Websites are being told that they have until September 30th to pay extortionists $720 worth of Bitcoin, or else suffer a distributed denial-of-service (DDoS) attack.
Thousands of companies around the world are thought to have received emails in the last few days claiming to come from “Phantom Squad” with the subject line “DDoS Warning”.
The emails reads as follows:
FORWARD THIS MAIL TO WHOEVER IS IMPORTANT IN YOUR COMPANY AND CAN MAKE DECISION!
We are Phantom Squad
Your network will be DDoS-ed starting Sept 30st 2017 if you don’t pay protection fee – 0.2 Bitcoin @ [removed].
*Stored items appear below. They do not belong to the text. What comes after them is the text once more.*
PR #48, opened 2022-03-21
Adding a full click-through unittest of running an InsertionLoss measurement with simulated instruments

marcoep:
This PR tries to add a full click-through unittest of the basic InsertionLossSweep measurement within the tkinter GUI.

### DIFF
--- a/.github/workflows/labext-ci.yml
+++ b/.github/workflows/labext-ci.yml
@@ -18,6 +18,6 @@ jobs:
     - name: Install dependencies
       run: |
         python -m pip install --upgrade pip
-        pip install tox tox-gh-actions
+        pip install -r requirements_testing.txt
     - name: Running tests
       run: tox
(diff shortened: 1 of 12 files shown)


marcoep:
@boris-vukovic ready for review!

boris-vukovic (changes requested):
requirements.txt is missing package pytest to run the test

marcoep:
@maltewae What do you think about Boris' proposition? How is it usually solved in other packages that you include the packages for testing in requriements.txt?

Should we make an extra requirements_testing.txt? Or should we just include pytest in the "live" requirements.txt?

maltewae:
@marcoep I would suggest to create a second dependency file for the testing environment to keep the production deps small. We could also use the [tox.ini](https://github.com/LabExT/LabExT/blob/main/tox.ini) for that, but then we would always have to run the tests locally via Tox.

marcoep:
@boris-vukovic should be ready :) we moved the testing requirements to its separate file

boris-vukovic (approved):

PR #59, opened 2022-05-12
Movement Calibration [4/7] Position of Stage

maltewae:
Adds a method to read out the position of the stage in stage coordinates (no change) or in chip coordinates. To read it in chip coordinates, you need at least a single point offset transformation or a Kabsch rotation, the later being preferred.

### DIFF
--- a/LabExT/Movement/Calibration.py
+++ b/LabExT/Movement/Calibration.py
@@ -38,7 +38,7 @@ def assert_minimum_state_for_coordinate_system(
     """
     def assert_state(func):
         @wraps(func)
-        def wrap(calibration: Type[Calibration], *args, **kwargs):
+        def wrap(calibration: Type["Calibration"], *args, **kwargs):
             if calibration.coordinate_system is None:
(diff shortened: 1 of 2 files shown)


LabExT/Movement/Calibration.py
```diff
@@ -311,3 +311,45 @@ def determine_state(self, skip_connection=False) -> None:
...
 
         self._state = State.FULLY_CALIBRATED
+
+    #
+    #   Position method
+    #
+
+    @assert_minimum_state_for_coordinate_system(
+        stage_coordinate_system=State.CONNECTED,
+        chip_coordinate_system=State.SINGLE_POINT_FIXED)
```
marcoep, line 321: Do I get it right that if this function is called within "stage_coordinate" context manager, then you don't care what the chip_coordinate_system state is, right?

maltewae: Yes, the state is selected depending on the current coordinate system.

PR #74, opened 2022-05-23
[Movement] Path Planning: Stage Polygons

maltewae:
Adds a base class to define stage polygons in LabExT for path planning.

The first polygon is for a DC Probe, which is a rectangular polygon defined by fiber length, fiber radius and safety distance.

### DIFF
--- a/LabExT/Movement/Calibration.py
+++ b/LabExT/Movement/Calibration.py
@@ -15,7 +15,7 @@ import numpy as np
 from LabExT.Movement.config import DevicePort, Orientation, State, Axis, Direction
 from LabExT.Movement.Transformations import StageCoordinate, ChipCoordinate, CoordinatePairing, SinglePointOffset, AxesRotation, KabschRotation
 from LabExT.Movement.Stage import StageError
-
+from LabExT.Movement.PathPlanning import StagePolygon, DCProbe
 
 if TYPE_CHECKING:
     from LabExT.Movement.Stage import Stage
@@ -70,6 +70,8 @@ class Calibration:
     def __init__(self, mover, stage, orientation, device_port) -> None:
         self.mover = mover
         self.stage: Type[Stage] = stage
+
+        self.stage_polygon: Type[StagePolygon] = DCProbe(orientation)
 
         self._state = State.CONNECTED if stage.connected else State.UNINITIALIZED
         self._orientation = orientation
--- a/LabExT/Movement/Calibration.py
+++ b/LabExT/Movement/Calibration.py
@@ -15,7 +15,7 @@ import numpy as np
 from LabExT.Movement.config import DevicePort, Orientation, State, Axis, Direction
 from LabExT.Movement.Transformations import StageCoordinate, ChipCoordinate, CoordinatePairing, SinglePointOffset, AxesRotation, KabschRotation
 from LabExT.Movement.Stage import StageError
-from LabExT.Movement.PathPlanning import StagePolygon, DCProbe
+from LabExT.Movement.PathPlanning import StagePolygon, SingleModeFiber
 
 if TYPE_CHECKING:
     from LabExT.Movement.Stage import Stage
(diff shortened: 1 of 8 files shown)


LabExT/Movement/Calibration.py
```diff
@@ -71,6 +71,8 @@ def __init__(self, mover, stage, orientation, device_port) -> None:
         self.mover = mover
         self.stage: Type[Stage] = stage
 
+        self.stage_polygon: Type[StagePolygon] = DCProbe(orientation)
```
maltewae, line 74: For now it is hard coded, different polygons can be selected later in the `StageSetup` wizard.

LabExT/Movement/PathPlanning.py
```diff
@@ -0,0 +1,128 @@
...
+
+        Parameters
+        ----------
+        position : ChipCoordinate
+            Current position of the stage in Chip-Coordinates
+
+        Raises
+        ------
+        ValueError
+            If no outline is defined for the given orientation.
```
marcoep, line 110: irrelevant now

LabExT/Movement/PathPlanning.py
```diff
@@ -0,0 +1,128 @@
...
+        y_max = position.y + safe_fiber_radius
+
+        if self.orientation == Orientation.LEFT:
+            x_min -= self.FIBER_LENGTH
+        elif self.orientation == Orientation.RIGHT:
+            x_max += self.FIBER_LENGTH
+        elif self.orientation == Orientation.BOTTOM:
+            y_min -= self.FIBER_LENGTH
+        elif self.orientation == Orientation.TOP:
+            y_max += self.FIBER_LENGTH
```
marcoep, line 126: should you add an `else` case here and raise a ValueError in case orientation is something else?

marcoep (approved):

LabExT/Movement/PathPlanning.py
```diff
@@ -0,0 +1,128 @@
...
+            Current position of the stage in Chip-Coordinates
+        mesh_x : np.ndarray
+            X values of the meshgrid
+        mesh_y : np.ndarray
+            Y values of the meshgrid
+        """
+        x_min, x_max, y_min, y_max = self._create_outline(position)
+        return np.logical_and(
+            np.logical_and(x_min <= mesh_x, mesh_x <= x_max),
+            np.logical_and(y_min <= mesh_y, mesh_y <= y_max))
```
marcoep, line 91: If the used gridsize in the meshgrid is too large, it might be that the obstacle completely falls between mesh points, in which case the obstacle is not seen from the potential field algorithm. Please make sure that an obstacle always has at minimum one point assigned.

Also, you could artificially "enlargen" the obstacle by `gridsize/2 + epsilon` s.t. it is guaranteed that we hit meshgrid points?

LabExT/Movement/PathPlanning.py
maltewae: Now it is raising a valueError if no outline is defined for a given orientation.

LabExT/Movement/PathPlanning.py
maltewae: Added

LabExT/Movement/PathPlanning.py
maltewae: I have changed the following: The method `stage_in_meshgrid` is now also passed the grid size. With this, each obstacle can calculate a polygon that is safely in the grid. For the `SingleModeFiber` I did the following: If, for example, the absolute distance between `x_max` and `x_min` is less than or equal to the grid size, I add half the grid size plus 10 as an epsilon to `x_max`, and subtract this value for `x_min`.

Further, I want to introduce to the path algorithm the following: If the stage -position is in the grid, `stage_in_meshgrid` must return a mask with at least one true-value. When the obstacles are created we can check if this is the case. If not, we throw a RunTime error.

marcoep: Very good suggestion for an addition with the minimum-one-enabled obstacle :)

PR #78, opened 2022-05-25
[Movement] Move to device

maltewae:
Move to device with path planning.


LabExT/Movement/MoverNew.py
```diff
@@ -442,6 +445,39 @@ def _lift_lower_stages(lift):
         finally:
             _lift_lower_stages(-self.z_lift)
 
+    @assert_connected_stages
+    def move_to_device(self, chip: Type[Chip], device_id: Any):
```
marcoep, line 449: why not make the prototype directly: `move_to_device(self, device: Type[Device])`?

LabExT/Movement/MoverNew.py
```diff
@@ -442,6 +445,39 @@ def _lift_lower_stages(lift):
...
+        """
+        device = chip._devices.get(device_id)
+        if device is None:
+            raise MoverError(
+                f"No device was found for the given chip for the given device ID {device_id}.")
+
+        movement_commands = {}
+        if self.input_calibration:
+            movement_commands[self.input_calibration.orientation] = device.input_coordinate + \
+                ChipCoordinate(z=self.z_lift)
```
marcoep, line 473: Why do you add the z_lift coordinate to the target coordinate to move to? This does not make any sense as we want to exactly arrive at coordinates (x, y, 0), no?

z-lift is only temporary during movement

marcoep, line 473: Why do you add the z_lift coordinate to the target coordinate to move to? This does not make any sense as we want to exactly arrive at coordinates (x, y, 0), no?

z-lift is only temporary during movement

marcoep (changes requested):

LabExT/Movement/MoverNew.py
maltewae: Good point, I find the interface suboptimal as well.
The device class unfortunately has no reference to the chip (so can't do `device.chip` or something else) and I didn't want to change the device class as it is being customized by Nino at the moment. Would suggest that we adjust that when the new device implementation is in.

LabExT/Movement/MoverNew.py
maltewae: I added this to make the Stage go to the Device point (x,y) in the plane of the Z-Lift. In the current implementation of the avoidance algorithm the z-cooridnate is kept constant anyway, but I wanted to make sure that the stage moves like in a rectangle. First z-lift up, then on that plane to the new x-y value, then z-lift down.

PR #91, opened 2022-07-20
Get rid of Python 3.7 backwards compatibility

marcoep:
# Goal
Speed up automated testing by ditching the Python 3.7 backwards compatibility. We support Python 3.8 and 3.9, which should be fine.

# Implementation
Note that the dependencies in requirements.txt are only Python 3.8 compatible starting from here. So when trying to install LabExT in a 3.7 environment, the required packages will likely not be found.

# Compatibility
Backwards compatibility to Python 3.7 is dropped. Everyone running LabExT in Python 3.7 will need to update their Python installation.


marcoep:
@delmedico @boris-vukovic 

So, during our last meeting, @maltewae and I were thinking of ditching Python 3.7 backwards compatibility. It saves a bit of time during testing and we can potentially make use of some newer language features.

Please let me know in any case how you feel about that and especially if you think its too early, e.g. regarding Polariton internal usage?

maltewae (approved):

delmedico (approved):
Thank you @marcoep. I agree with these changes. We do not rely on any Python 3.7. I think it's a good idea to get rid of it in the testing.

PR #93, opened 2022-07-26
[Movement]: Move relative method

maltewae:
Implements move relative in new Mover.
Relative movements are performed without collision avoidance. When multiple stages are requested to move, they move clockwise unless otherwise requested.

Tests for this behavior have been added.

### DIFF
--- a/LabExT/Movement/MoverNew.py
+++ b/LabExT/Movement/MoverNew.py
@@ -12,7 +12,7 @@ from typing import Any, Dict, Tuple, Type, List
 from functools import wraps
 from LabExT.Movement.PathPlanning import PathPlanning
 
-from LabExT.Movement.config import State, Orientation, DevicePort
+from LabExT.Movement.config import CLOCKWISE_ORDERING, State, Orientation, DevicePort
 from LabExT.Movement.Calibration import Calibration
 from LabExT.Movement.Stage import Stage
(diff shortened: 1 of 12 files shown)


LabExT/Movement/config.py
```diff
@@ -41,6 +41,13 @@ class Orientation(BaseEnum):
     BOTTOM = auto()
 
 
+CLOCKWISE_ORDERING = [
+    Orientation.TOP,
+    Orientation.LEFT,
+    Orientation.BOTTOM,
+    Orientation.RIGHT]
```
marcoep, line 48: This is NOT clockwise, this is anti-clockwise! :P

LabExT/Movement/MoverNew.py
```diff
@@ -498,3 +570,23 @@ def _get_calibration(self, port=None, orientation=None, default=None):
             port)
         port = port or self._port_by_orientation.get(orientation)
         return self.calibrations.get((orientation, port), default)
+
+    def _wait_for_stages_to_stop(self, timeout: float = 2.0):
```
marcoep, line 574: Might be a very short timeout? Depending on the speed and distance, this time could be quite long?

marcoep (changes requested):

marcoep (approved):

PR #99, opened 2022-08-31
[Movement] Apply new Mover everywhere

maltewae:
🎉 
Applies the new mover everywhere (except for SfP, PR is coming soon).
Deletes the old mover.


LabExT/View/MainWindow/MainWindowModel.py
```diff
@@ -83,10 +83,10 @@ def __init__(self, controller, root, experiment_manager):
...
 
         # status of various sub-modules
-        self.status_mover_driver_enabled = BooleanVar(self.root)
-        self.status_mover_driver_enabled.trace("w", self.submodule_status_updated)
-        self.status_transformation_enabled = BooleanVar(self.root)
-        self.status_transformation_enabled.trace("w", self.submodule_status_updated)
+        self.status_mover_connected_stages = BooleanVar(self.root)
+        self.status_mover_connected_stages.trace("w", self.submodule_status_updated)
+        self.status_mover_fully_calibrated = BooleanVar(self.root)
+        self.status_mover_fully_calibrated.trace("w", self.submodule_status_updated)
```
marcoep, line 89: Careful with naming: `status_mover_fully_calibrated` is not really correct, no?

Suggest to rename this to `status_mover_can_move_to_device` or something similar. Because in the end, moving absolutely is enabled as soon as we have a single point fixed.

marcoep (approved):
well done!

LabExT/View/MainWindow/MainWindowModel.py
maltewae: Good point, I renamed it.

PR #100, opened 2022-09-19
[Movement]: Make SfP applicable for new mover

maltewae:
Makes `SearchForPeak` workable with new Mover without changing much in the general structure of the algorithm. When we redesign SfP, we can make this prettier. All fixes discovered during testing in the lab are included.

### DIFF
--- a/LabExT/Movement/Calibration.py
+++ b/LabExT/Movement/Calibration.py
@@ -14,7 +14,7 @@ from time import sleep
 
 import numpy as np
 
-from LabExT.Movement.config import DevicePort, Orientation, State, Axis, Direction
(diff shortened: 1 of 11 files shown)


marcoep (approved):
Looks good. I'm interested how it turns out when testing :)

maltewae:
@marcoep @boris-vukovic  @delmedico  Updates search for peak for new coordinate control. Only difference: I now use the new context manager `with self.mover.set_stages_coordinate_system(CoordinateSystem.STAGE)` to set the system of all stages to STAGE system. Before I did this manually.

marcoep (approved):

PR #101, opened 2022-11-02
[Movement] Update stage lifting/lowering

maltewae:
Updates the z lift and lifting behaviour of stages during automatic movement of stages to device.

The following is need:
- Updated Path Finding Algo: Now you can set a z level in chip coordinates for each stage. If given the the stage, will also keep the z coordinate at this level. Note that we keep the chip coordinate z level equal, not the stage coordinate z level. This coordinate will be transformed in stage space. This can incorporate a slight tilt of the chip. If no level is z, the algo always tries to keep the z coordinate the same as before.
- Enhanced the lifting logic: Now we keep track of lifted stages individually. The idea is that we only lift or lower stages, if the stage was lowered or lifted before.

### DIFF
--- a/LabExT/Movement/MoverNew.py
+++ b/LabExT/Movement/MoverNew.py
@@ -641,8 +641,11 @@ class MoverNew:
                                 atol=1e-08).all():
                             self.logger.error(
                                 f"{calibration} didn't not move properly to {target_z} while lifting/lowering stage.")
-
-                        self._lifted_stages.add(calibration)
+                        
+                        if _is_lifted:
+                            self._lifted_stages.remove(calibration)
+                        else:
+                            self._lifted_stages.add(calibration)
 
         _toggle_stage_lift()
         try:
--- a/LabExT/Movement/MoverNew.py
+++ b/LabExT/Movement/MoverNew.py
@@ -641,6 +641,7 @@ class MoverNew:
                                 atol=1e-08).all():
                             self.logger.error(
                                 f"{calibration} didn't not move properly to {target_z} while lifting/lowering stage.")
+                            return
                         
                         if _is_lifted:
                             self._lifted_stages.remove(calibration)
--- a/LabExT/Movement/MoverNew.py
+++ b/LabExT/Movement/MoverNew.py
@@ -239,27 +239,27 @@ class MoverNew:
             c.state >= State.COORDINATE_SYSTEM_FIXED for c in self.calibrations.values())
 
     @property
-    def left_calibration(self): return self._get_calibration(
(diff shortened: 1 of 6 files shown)


LabExT/Movement/MoverNew.py
```diff
@@ -602,17 +615,40 @@ def lift_stages(self):
...
+                    target_coordinate = ChipCoordinate(
+                        x=stage_start_pos.x, y=stage_start_pos.y, z=target_z)
+                    try:
+                        calibration.move_absolute(
+                            target_coordinate, wait_for_stopping=True)
+                    finally:
+                        stage_end_pos = calibration.get_position()
+                        lift_delta = stage_end_pos - stage_start_pos
+
+                        if not np.isclose(
```
maltewae, line 637: @marcoep @boris-vukovic Need same feedback on the tolerances.
```
absolute(a - b) <= (atol + rtol * absolute(b))
```
`atol` and `rtol` are the default ones at the moment.

LabExT/Movement/MoverNew.py
```diff
@@ -602,17 +615,44 @@ def lift_stages(self):
...
```
marcoep, line 637: Why are you doing this check here? Why could this fail?

LabExT/Movement/MoverNew.py
```diff
@@ -517,7 +525,12 @@ def move_absolute(
                 raise MoverError(
                     f"No {orientation} stage configured, but target coordinate for {orientation} passed.")
 
-            path_planning.set_stage_target(calibration, target)
+            current_stage_level = None
+            if calibration in self._lifted_stages:
+                current_stage_level = self.z_lift
```
marcoep, line 530: At this point your stages should be lifted anyhow.

I cannot see a reason why you would pass a z_level to the path planning. Doesn't path planning just move on a fixed z-level? If you start lifted, the path planning should stay on the lifted z-level anyhow, no?

LabExT/Movement/MoverNew.py
```diff
@@ -602,17 +615,40 @@ def lift_stages(self):
...
         """
 
-        def _lift_lower_stages(lift):
+        def _toggle_stage_lift():
+            """
+            Moves all stages to z lift level.
+            Moves up if stages_are_lifted is false and vice versa.
+            """
             for calibration in self.calibrations.values():
+                _is_lifted = calibration in self._lifted_stages
```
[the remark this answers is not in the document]
marcoep: Why do you error check the lifting movement? Is this prone to fail?

maltewae:
See #103

PR #30, opened 2023-04-08
Simplify OpenSubsonic API

Tolriq:
Since we only target to have a v1 API based on extension, we can simplify the API surface.


deluan (approved):

spl0k (approved):

epoupon (approved):

deluan (approved):

Tolriq:
So no rebase after the reviews even from Github UI :) Good to know.

PR #36, opened 2023-04-13
Add Code of Conduct

deluan:
We still need to put in place a way for reporting abuse, see below.

### DIFF
--- a/CODE_OF_CONDUCT.md
+++ b/CODE_OF_CONDUCT.md
@@ -1,0 +1,133 @@
+
+# Contributor Covenant Code of Conduct
+
+## Our Pledge
+
+We as members, contributors, and leaders pledge to make participation in our
+community a harassment-free experience for everyone, regardless of age, body
+size, visible or invisible disability, ethnicity, sex characteristics, gender
+identity and expression, level of experience, education, socio-economic status,
+nationality, personal appearance, race, caste, color, religion, or sexual
+identity and orientation.
+
+We pledge to act and interact in ways that contribute to an open, welcoming,
+diverse, inclusive, and healthy community.
+
+## Our Standards
+
+Examples of behavior that contributes to a positive environment for our
+community include:
+
+* Demonstrating empathy and kindness toward other people
+* Being respectful of differing opinions, viewpoints, and experiences
+* Giving and gracefully accepting constructive feedback
+* Accepting responsibility and apologizing to those affected by our mistakes,
+  and learning from the experience
+* Focusing on what is best not just for us as individuals, but for the overall
+  community
+
+Examples of unacceptable behavior include:
+
+* The use of sexualized language or imagery, and sexual attention or advances of
+  any kind
+* Trolling, insulting or derogatory comments, and personal or political attacks
+* Public or private harassment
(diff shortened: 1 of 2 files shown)


CODE_OF_CONDUCT.md
```diff
@@ -0,0 +1,133 @@
...
+an individual is officially representing the community in public spaces.
+Examples of representing our community include using an official e-mail address,
+posting via an official social media account, or acting as an appointed
+representative at an online or offline event.
+
+## Enforcement
+
+Instances of abusive, harassing, or otherwise unacceptable behavior may be
+reported to the community leaders responsible for enforcement at
+[INSERT CONTACT METHOD].
```
deluan, line 64: This should be an email or any other of anonymous reporting communication channel. Any ideas?

Tolriq: Since we are for the moment 4 "owners" and it could concern one of us too, does it really need to be anonymous? An email is not really anonymous unless the user create a fake account just for the report anyway and he could create a throwaway account on Github too.
That would require one more service to maintain.
Or maybe there's integrated tools in Github?

deluan: Sorry, I meant _private_, not _anonymous_. 

> Or maybe there's integrated tools in Github?

That's what I'm asking, if anyone knows any tool that could be used for this.

Tolriq: Well we can use the private security report then. After all harassment is a security concern no?

deluan: Not sure... I think it may be better to simply list the email of all owners. Whoever receives it has the responsibility to bring the issue to the group.

deluan: Relevant to this: https://github.com/badges/shields/issues/2671#issuecomment-459901586

Tolriq: Then we'd need a place to discuss it as a 4 people email chain is horrible :( let's find a tool then. Alternative would be a free slack instance so people can pm us there and we can have a channel to discuss the report ?

deluan: Found it. GitHub has a tool for that: https://docs.github.com/en/communities/moderating-comments-and-conversations/managing-how-contributors-report-abuse-in-your-organizations-repository

Screenshot 2023-04-13 at 4 30 48 PM

Should I enable it, and change the doc to reflect it?

deluan: I'd like to have the opinion from other members as well. 
cc: @opensubsonic/clients @opensubsonic/servers

epoupon: > Found it. GitHub has a tool for that: https://docs.github.com/en/communities/moderating-comments-and-conversations/managing-how-contributors-report-abuse-in-your-organizations-repository
> 
> Screenshot 2023-04-13 at 4 30 48 PM
> 
> Should I enable it, and change the doc to reflect it?

I would say yes. We can open it to every github users and restrict later if people abuse the reporting system

austinried: LGTM

dweymouth (approved):

PR #38, opened 2023-04-15
Clarify id parameter of getCoverArt

Tolriq:
The id parameter is not the id of the media, it's the covertArt ID, a value that is returned by many endpoints via the covertArt property.

### DIFF
--- a/content/en/docs/Endpoints/getcoverart.md
+++ b/content/en/docs/Endpoints/getcoverart.md
@@ -15,7 +15,7 @@ Returns a cover art image.
 
 | Parameter | Req. | OpenS. | Default | Comment |
 | --- | --- | --- | --- | --- |
-| `id` | **Yes** |     | The ID of a song, album or artist. |
+| `id` | **Yes** |     | The coverArt ID. Returned by most entities likes [`Child`](../../responses/child) or [`AlbumID3`](../../responses/albumid3) |
 | `size` | No  |     | If specified, scale image to this size. |
 
 ### Example


content/en/docs/Endpoints/getcoverart.md
```diff
@@ -15,7 +15,7 @@ Returns a cover art image.
 
 | Parameter | Req. | OpenS. | Default | Comment |
 | --- | --- | --- | --- | --- |
-| `id` | **Yes** |     | The ID of a song, album or artist. |
+| `id` | **Yes** |     | The covertArt ID. Returned by most entities likes [`Child`](../../responses/child) or [`AlbumID3`](../../responses/albumid3) |
```
epoupon, line 18: typo: coverArt

epoupon (approved):

deluan (commented):
This is a breaking change. A few clients out there use the ID of the resource (album, song, artist, playlist) to retrieve covers even if the `coverArt` property is empty. Pretty sure [Airsonix-Refix](https://github.com/tamland/airsonic-refix) and DSub do this.

Tolriq:
Not it's not they use well known covertArt IDs like ar-id or al-id or pl-id those are covertArt IDs that happens to have the item id but also have a prefix so they are not the actual IDs as the docs suggest.
So this does not change anything. They can keep using well known ids if they want to abuse the system and servers can keep supporting them if they want.
The clarification is to makes things more clear and avoid the request about universal unique IDs that are not needed as even the well known ids handle this.

austinried:
I think it still is a breaking change though, even if those clients in particular are using a well-known cover art ID instead of the coverArt value. Due to the way it's originally worded, many servers also have support for the literal entity ID, and re-wording it to get rid of that support would be breaking for any clients depending on it.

If you don’t pay by Sept 30st 2017, attack will start, yours service going down permanently price to stop will increase to 20 BTC and will go up 10 BTC for every day of attack.
This is not a joke.
Review of this article
Never payThe most essential is never to pay. These attackers' economy is based on the few who pay the ransom, even if they hack other hardwares for their botnets they need to eat and so on. If they cannot earn their life that way they'll have to stop.
If you pay, they will go on threatening you because you are rentable for them. Your insurances will not necessarily cover you.
Ask professionalsIn this situation, we never know if it's a pure threat or if they have the means to effectively DDOS. In both case, ask professionals, such as DDOS mitigation services or servers and networks providers. They will act consequently, temporarily affecting more ressources to your infrastructure. They will use techniques as honeypots, scalability by temporarily caching your frontend pages in CDN. They will reinforce their detection at proxy levels to stop the bad traffic as soon as possible.
Many companies on the market can help you mitigate that risk legally. That way, your insurances will more easily cover up for you.